▸ Your goal
Your task is to find every line of the data that holds the string "better" and copy it.

Collected data:
■ ■ ■ ■

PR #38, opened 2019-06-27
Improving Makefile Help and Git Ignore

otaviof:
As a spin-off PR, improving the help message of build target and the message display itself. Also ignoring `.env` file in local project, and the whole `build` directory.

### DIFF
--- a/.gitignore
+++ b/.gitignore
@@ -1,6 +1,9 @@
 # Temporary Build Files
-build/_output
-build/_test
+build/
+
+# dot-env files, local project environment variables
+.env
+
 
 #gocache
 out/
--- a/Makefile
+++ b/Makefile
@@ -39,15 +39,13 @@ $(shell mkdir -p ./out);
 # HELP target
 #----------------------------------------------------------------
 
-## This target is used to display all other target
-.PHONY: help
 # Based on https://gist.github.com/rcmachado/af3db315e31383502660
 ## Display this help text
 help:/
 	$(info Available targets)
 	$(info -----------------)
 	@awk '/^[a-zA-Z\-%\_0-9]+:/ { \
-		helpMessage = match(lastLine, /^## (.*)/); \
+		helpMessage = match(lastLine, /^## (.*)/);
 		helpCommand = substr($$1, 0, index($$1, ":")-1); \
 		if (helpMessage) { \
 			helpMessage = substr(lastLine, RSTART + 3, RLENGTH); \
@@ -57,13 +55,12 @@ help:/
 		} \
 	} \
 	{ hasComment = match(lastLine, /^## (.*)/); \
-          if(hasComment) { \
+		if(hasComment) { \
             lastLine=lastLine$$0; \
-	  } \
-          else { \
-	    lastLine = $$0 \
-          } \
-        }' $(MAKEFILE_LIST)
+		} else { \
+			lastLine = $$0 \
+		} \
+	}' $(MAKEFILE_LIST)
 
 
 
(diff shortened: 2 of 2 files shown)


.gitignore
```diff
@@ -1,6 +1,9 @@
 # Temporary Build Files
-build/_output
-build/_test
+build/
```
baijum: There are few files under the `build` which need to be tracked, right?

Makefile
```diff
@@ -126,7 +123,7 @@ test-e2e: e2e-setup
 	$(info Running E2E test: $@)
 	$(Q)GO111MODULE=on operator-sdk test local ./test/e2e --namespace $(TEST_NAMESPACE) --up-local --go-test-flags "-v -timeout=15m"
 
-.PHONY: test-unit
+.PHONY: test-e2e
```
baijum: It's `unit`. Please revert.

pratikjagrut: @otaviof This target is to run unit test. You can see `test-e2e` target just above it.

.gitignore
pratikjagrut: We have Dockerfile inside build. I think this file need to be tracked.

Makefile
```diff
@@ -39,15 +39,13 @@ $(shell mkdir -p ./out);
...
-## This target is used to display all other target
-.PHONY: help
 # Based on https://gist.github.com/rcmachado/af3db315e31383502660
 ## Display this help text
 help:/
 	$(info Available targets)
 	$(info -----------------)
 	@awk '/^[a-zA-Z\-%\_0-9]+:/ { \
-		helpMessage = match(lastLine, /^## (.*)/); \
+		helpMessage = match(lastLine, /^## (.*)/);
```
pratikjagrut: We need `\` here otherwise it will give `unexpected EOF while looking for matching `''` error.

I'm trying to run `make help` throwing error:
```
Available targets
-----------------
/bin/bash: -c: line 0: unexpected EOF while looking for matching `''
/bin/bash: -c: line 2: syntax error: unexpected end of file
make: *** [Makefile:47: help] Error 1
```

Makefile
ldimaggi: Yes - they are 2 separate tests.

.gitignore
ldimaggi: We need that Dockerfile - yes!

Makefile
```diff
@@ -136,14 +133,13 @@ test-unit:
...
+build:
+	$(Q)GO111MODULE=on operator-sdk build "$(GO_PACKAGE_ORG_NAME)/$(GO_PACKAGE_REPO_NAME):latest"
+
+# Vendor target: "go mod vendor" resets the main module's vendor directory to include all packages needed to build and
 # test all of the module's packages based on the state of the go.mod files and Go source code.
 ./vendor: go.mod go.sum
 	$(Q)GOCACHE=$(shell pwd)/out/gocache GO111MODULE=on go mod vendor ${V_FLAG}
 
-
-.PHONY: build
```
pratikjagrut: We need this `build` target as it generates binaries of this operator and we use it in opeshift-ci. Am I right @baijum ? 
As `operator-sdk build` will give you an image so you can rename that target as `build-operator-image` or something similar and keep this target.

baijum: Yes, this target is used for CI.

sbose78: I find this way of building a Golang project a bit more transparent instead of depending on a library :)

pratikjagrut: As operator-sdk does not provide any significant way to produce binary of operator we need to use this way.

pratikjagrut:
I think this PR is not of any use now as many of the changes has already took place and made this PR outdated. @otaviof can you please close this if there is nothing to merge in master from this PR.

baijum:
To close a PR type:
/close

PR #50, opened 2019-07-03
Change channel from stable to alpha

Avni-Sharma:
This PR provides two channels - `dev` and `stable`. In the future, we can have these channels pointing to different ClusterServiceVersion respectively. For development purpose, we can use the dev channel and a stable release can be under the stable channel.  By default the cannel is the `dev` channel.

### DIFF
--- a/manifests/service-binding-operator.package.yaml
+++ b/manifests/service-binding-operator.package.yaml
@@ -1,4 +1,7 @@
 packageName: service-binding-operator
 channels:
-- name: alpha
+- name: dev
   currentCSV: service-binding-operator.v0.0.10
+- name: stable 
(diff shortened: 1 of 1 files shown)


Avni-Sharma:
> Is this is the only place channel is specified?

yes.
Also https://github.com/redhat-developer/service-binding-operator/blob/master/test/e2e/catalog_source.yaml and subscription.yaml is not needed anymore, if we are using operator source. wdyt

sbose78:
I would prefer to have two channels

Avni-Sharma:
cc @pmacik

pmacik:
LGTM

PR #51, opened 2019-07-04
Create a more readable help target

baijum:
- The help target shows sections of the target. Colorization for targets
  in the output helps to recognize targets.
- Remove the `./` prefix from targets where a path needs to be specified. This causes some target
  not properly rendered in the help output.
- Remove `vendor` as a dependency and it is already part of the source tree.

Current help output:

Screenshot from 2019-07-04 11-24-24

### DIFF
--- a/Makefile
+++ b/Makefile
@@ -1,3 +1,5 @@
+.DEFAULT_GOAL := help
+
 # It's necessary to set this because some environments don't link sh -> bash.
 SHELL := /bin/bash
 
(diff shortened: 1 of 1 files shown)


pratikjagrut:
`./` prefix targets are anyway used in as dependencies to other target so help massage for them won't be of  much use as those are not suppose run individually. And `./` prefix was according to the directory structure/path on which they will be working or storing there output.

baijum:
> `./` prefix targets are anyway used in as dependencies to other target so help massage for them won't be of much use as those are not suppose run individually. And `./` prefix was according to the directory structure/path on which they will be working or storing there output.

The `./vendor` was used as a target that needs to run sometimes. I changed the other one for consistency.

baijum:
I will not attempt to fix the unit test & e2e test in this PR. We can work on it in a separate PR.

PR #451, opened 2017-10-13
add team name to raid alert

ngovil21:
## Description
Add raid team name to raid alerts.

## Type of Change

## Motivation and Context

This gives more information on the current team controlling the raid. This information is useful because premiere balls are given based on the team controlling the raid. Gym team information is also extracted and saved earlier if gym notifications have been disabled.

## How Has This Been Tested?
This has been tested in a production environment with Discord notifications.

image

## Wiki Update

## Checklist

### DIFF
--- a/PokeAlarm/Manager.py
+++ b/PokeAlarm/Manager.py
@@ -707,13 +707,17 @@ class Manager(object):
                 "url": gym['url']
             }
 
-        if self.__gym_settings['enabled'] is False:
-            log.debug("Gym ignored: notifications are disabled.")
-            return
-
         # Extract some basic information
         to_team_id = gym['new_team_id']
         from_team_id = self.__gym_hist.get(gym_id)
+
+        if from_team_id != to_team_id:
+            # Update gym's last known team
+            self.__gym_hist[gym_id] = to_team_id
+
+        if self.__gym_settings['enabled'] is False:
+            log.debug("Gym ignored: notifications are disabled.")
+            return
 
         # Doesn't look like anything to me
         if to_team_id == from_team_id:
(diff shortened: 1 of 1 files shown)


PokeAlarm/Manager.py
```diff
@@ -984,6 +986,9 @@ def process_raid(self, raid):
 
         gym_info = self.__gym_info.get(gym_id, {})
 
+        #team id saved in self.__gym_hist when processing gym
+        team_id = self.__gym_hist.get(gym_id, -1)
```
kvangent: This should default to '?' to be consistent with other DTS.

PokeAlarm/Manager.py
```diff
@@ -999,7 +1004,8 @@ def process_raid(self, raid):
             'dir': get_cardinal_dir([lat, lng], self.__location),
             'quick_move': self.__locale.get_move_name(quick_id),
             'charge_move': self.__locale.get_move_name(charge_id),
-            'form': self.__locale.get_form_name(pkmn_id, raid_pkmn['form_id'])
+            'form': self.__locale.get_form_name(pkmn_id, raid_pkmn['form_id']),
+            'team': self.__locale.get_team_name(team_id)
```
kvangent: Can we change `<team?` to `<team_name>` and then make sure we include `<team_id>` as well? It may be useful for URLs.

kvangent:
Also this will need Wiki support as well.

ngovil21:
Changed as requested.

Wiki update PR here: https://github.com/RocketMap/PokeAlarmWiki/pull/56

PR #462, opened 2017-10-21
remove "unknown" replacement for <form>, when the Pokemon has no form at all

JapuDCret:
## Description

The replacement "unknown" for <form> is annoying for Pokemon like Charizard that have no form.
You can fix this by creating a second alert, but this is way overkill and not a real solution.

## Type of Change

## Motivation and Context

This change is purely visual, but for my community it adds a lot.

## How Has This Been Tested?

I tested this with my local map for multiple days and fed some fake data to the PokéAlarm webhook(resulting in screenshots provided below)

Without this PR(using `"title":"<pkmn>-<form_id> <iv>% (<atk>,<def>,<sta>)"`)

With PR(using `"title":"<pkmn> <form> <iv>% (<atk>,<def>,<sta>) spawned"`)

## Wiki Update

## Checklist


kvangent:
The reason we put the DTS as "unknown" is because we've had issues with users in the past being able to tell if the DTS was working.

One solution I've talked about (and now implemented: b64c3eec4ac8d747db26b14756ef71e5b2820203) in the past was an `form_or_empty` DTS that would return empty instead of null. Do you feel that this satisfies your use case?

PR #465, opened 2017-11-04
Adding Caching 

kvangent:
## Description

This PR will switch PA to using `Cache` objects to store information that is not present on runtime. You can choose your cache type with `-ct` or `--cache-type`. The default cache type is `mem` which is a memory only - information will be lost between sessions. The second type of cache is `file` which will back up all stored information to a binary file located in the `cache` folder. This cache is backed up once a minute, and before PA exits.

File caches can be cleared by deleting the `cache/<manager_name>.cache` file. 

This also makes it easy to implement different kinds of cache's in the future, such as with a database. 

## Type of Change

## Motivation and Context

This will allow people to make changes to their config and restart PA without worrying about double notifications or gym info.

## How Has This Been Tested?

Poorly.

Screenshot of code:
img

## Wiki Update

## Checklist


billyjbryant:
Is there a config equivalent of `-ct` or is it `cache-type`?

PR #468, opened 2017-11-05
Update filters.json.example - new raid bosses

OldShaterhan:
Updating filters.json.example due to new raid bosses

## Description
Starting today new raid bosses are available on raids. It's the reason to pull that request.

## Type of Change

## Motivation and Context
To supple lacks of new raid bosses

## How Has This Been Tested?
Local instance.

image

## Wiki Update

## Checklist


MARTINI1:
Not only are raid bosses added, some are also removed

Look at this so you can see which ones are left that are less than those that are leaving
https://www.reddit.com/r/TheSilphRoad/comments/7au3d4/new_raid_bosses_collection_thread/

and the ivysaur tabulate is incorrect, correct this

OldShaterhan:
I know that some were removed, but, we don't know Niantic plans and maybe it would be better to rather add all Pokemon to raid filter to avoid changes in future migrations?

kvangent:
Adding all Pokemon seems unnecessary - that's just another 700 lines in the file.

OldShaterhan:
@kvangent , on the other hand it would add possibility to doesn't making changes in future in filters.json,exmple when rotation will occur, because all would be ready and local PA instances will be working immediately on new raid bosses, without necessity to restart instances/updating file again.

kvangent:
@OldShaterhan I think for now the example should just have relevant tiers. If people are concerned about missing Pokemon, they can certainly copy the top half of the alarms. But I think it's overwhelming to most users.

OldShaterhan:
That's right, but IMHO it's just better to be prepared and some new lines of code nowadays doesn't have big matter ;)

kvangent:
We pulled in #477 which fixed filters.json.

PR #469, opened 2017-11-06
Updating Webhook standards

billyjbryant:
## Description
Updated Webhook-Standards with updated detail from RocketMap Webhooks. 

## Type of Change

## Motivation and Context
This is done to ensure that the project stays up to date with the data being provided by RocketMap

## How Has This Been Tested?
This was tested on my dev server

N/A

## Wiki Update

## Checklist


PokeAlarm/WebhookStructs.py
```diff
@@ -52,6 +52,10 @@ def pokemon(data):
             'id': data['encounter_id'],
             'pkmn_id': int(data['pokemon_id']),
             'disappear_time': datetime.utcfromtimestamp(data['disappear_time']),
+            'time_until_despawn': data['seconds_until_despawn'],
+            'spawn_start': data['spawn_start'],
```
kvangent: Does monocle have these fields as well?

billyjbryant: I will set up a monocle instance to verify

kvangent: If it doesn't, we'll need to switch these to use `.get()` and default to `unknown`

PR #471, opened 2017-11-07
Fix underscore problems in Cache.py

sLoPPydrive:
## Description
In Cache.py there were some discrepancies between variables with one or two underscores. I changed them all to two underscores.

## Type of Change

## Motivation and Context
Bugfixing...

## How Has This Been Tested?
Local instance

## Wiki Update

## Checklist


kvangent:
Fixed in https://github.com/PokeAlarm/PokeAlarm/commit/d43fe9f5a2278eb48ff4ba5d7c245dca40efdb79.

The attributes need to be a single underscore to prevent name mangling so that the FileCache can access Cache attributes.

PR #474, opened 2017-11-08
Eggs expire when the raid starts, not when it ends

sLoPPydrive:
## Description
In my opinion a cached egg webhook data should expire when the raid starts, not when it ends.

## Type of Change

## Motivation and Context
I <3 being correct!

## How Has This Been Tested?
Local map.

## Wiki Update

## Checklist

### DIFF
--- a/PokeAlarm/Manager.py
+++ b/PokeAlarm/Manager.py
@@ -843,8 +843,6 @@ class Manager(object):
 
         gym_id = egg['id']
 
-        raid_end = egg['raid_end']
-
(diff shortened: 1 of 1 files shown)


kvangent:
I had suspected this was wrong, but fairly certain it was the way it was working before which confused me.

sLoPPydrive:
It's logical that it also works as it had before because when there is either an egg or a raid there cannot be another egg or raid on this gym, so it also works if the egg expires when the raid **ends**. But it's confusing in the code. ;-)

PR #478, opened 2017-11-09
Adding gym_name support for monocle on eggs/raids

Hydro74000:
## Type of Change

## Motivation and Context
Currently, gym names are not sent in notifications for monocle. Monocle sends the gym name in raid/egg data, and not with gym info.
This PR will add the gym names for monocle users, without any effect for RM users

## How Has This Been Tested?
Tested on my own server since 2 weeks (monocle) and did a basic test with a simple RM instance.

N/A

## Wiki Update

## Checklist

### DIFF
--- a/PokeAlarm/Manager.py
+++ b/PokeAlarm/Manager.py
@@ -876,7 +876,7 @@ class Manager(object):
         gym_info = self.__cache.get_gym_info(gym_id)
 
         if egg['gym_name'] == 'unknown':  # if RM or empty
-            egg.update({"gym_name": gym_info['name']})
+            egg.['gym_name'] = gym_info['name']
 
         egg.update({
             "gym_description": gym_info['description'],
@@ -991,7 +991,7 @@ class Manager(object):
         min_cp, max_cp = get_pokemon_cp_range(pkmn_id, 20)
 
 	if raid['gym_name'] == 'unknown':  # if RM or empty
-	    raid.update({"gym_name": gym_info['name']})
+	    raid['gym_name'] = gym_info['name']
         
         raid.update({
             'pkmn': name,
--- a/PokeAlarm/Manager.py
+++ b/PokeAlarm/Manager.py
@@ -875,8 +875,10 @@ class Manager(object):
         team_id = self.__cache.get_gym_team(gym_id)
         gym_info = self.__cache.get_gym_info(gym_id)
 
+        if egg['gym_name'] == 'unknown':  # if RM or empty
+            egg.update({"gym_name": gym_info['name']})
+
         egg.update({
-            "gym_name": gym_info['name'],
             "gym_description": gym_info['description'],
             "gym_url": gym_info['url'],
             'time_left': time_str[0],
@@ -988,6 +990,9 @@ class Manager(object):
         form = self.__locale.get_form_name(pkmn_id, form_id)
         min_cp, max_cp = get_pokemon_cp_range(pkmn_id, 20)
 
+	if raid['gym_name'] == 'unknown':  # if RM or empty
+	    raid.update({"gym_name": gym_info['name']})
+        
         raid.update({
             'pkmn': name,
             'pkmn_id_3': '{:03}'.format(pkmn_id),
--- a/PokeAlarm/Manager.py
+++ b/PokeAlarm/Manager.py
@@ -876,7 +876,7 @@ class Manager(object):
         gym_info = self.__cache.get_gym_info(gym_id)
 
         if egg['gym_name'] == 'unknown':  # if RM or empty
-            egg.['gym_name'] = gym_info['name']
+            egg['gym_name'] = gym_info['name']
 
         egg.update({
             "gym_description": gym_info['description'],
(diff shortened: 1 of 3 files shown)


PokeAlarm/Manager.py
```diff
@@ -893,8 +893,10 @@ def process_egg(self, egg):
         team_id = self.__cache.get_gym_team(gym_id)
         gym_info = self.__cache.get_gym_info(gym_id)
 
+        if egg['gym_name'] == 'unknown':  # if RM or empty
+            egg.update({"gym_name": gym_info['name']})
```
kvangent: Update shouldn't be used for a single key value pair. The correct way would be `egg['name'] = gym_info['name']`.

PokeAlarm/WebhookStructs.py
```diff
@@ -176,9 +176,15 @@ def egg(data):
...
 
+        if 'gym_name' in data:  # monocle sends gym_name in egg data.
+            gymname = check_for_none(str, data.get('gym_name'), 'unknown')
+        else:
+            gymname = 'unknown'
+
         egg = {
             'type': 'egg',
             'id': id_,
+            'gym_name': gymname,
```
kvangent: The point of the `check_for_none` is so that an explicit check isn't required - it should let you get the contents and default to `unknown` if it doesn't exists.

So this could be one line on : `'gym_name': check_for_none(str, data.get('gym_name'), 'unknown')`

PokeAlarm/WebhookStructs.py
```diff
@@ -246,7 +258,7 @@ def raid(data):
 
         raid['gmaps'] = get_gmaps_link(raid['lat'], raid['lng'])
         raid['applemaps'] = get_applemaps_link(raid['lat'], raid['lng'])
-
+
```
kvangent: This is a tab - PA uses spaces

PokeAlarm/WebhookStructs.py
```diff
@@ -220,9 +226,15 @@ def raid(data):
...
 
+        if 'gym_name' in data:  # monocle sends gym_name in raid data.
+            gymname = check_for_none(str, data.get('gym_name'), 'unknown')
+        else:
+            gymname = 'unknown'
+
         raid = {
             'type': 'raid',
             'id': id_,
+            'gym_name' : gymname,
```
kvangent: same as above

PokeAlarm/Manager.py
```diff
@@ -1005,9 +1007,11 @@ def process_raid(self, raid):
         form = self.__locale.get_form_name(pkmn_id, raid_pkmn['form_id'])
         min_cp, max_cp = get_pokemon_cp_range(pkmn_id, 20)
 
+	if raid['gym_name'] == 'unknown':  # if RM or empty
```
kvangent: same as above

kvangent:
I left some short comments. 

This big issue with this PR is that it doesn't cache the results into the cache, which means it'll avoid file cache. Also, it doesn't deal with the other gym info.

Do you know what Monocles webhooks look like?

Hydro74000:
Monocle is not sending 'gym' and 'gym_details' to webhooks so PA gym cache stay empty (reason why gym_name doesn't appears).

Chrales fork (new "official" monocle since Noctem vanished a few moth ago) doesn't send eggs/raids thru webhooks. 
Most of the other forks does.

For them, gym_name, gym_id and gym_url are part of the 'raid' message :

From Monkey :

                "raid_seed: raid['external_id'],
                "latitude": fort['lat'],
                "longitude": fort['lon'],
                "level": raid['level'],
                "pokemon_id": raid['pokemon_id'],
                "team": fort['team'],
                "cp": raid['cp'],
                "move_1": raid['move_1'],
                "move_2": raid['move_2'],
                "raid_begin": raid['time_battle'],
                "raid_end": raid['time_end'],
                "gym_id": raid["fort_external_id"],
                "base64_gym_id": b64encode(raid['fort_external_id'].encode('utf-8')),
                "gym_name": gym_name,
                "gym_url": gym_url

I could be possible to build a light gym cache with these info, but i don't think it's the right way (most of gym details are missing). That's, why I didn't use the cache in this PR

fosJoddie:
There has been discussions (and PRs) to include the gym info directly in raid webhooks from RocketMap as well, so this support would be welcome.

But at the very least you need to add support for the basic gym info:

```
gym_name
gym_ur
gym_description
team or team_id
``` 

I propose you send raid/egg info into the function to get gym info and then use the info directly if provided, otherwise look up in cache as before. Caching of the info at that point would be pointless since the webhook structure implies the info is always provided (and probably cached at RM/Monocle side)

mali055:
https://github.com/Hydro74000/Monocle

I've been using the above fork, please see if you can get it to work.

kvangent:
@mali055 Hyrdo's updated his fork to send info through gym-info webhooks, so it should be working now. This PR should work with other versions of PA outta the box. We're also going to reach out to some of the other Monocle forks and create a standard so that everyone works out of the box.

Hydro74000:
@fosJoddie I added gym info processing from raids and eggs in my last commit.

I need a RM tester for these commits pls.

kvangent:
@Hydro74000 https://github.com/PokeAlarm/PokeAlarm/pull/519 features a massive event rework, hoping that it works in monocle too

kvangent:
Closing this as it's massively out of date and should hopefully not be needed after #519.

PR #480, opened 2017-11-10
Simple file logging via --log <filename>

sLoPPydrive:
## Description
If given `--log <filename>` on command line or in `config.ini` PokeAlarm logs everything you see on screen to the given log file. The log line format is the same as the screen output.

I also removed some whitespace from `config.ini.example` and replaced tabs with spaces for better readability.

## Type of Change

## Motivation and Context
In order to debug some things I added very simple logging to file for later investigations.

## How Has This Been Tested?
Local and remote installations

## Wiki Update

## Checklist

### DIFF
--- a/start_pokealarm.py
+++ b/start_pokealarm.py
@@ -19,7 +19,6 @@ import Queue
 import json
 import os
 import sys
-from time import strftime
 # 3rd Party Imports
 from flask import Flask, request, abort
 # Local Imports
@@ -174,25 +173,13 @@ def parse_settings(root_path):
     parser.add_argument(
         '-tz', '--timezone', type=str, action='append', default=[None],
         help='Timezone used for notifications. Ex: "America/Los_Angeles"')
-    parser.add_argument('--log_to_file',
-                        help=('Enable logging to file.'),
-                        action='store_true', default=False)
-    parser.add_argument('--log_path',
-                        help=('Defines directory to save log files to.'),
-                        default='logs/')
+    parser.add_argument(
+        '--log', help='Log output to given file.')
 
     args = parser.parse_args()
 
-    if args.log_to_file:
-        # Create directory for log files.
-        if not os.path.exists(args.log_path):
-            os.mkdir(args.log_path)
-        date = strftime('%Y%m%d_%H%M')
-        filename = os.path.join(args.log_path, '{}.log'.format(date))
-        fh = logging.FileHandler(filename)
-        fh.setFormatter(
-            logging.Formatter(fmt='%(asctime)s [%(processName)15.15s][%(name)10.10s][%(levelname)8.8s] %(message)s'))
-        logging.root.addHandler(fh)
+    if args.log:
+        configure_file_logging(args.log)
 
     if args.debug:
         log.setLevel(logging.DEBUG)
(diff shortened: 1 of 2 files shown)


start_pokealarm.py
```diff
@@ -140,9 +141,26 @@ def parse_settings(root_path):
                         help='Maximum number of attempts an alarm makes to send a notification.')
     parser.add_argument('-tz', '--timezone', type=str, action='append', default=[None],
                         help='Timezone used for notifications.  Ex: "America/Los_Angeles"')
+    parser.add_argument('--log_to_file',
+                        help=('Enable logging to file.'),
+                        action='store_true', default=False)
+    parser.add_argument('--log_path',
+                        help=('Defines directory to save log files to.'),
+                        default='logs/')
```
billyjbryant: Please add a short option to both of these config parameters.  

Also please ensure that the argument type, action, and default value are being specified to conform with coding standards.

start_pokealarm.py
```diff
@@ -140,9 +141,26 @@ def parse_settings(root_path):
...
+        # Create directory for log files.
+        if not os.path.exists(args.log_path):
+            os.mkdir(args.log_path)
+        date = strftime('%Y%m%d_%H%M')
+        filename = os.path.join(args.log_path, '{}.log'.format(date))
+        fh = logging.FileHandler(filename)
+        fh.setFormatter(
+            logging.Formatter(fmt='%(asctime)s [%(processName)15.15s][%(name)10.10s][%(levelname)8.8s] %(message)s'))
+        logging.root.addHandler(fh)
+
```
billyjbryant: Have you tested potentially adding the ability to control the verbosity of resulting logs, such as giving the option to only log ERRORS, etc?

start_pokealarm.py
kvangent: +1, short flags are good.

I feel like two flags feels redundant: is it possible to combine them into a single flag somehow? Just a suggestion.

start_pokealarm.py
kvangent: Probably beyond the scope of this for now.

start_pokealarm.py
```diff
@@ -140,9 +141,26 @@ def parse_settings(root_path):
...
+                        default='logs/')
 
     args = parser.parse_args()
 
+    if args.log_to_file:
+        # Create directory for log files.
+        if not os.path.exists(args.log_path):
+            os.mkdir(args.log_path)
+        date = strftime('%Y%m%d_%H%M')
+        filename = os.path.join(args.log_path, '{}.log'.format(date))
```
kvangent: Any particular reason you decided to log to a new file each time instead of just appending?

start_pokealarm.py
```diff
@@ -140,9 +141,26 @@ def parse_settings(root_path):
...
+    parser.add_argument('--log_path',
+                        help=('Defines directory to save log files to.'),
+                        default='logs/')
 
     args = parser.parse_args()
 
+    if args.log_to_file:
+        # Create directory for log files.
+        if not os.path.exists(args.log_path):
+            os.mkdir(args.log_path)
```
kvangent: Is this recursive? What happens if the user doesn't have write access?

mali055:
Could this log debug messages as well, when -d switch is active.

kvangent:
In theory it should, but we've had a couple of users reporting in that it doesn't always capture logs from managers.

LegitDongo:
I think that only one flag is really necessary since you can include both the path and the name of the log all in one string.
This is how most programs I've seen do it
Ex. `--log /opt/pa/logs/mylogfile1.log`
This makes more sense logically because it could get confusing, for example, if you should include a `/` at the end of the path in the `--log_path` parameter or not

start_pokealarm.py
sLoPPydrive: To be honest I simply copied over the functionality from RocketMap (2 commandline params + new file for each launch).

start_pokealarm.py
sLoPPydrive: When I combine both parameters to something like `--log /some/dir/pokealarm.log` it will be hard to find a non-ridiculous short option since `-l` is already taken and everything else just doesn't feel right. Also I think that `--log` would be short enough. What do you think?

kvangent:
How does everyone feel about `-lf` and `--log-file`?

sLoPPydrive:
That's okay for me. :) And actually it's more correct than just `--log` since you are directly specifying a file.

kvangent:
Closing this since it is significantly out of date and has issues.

■ ■ ■ ■

▸ Written answer
I know that some were removed, but, we don't know Niantic plans and maybe it would be better to rather add all Pokemon to raid filter to avoid changes in future migrations?
That's right, but IMHO it's just better to be prepared and some new lines of code nowadays doesn't have big matter ;)
I also removed some whitespace from `config.ini.example` and replaced tabs with spaces for better readability.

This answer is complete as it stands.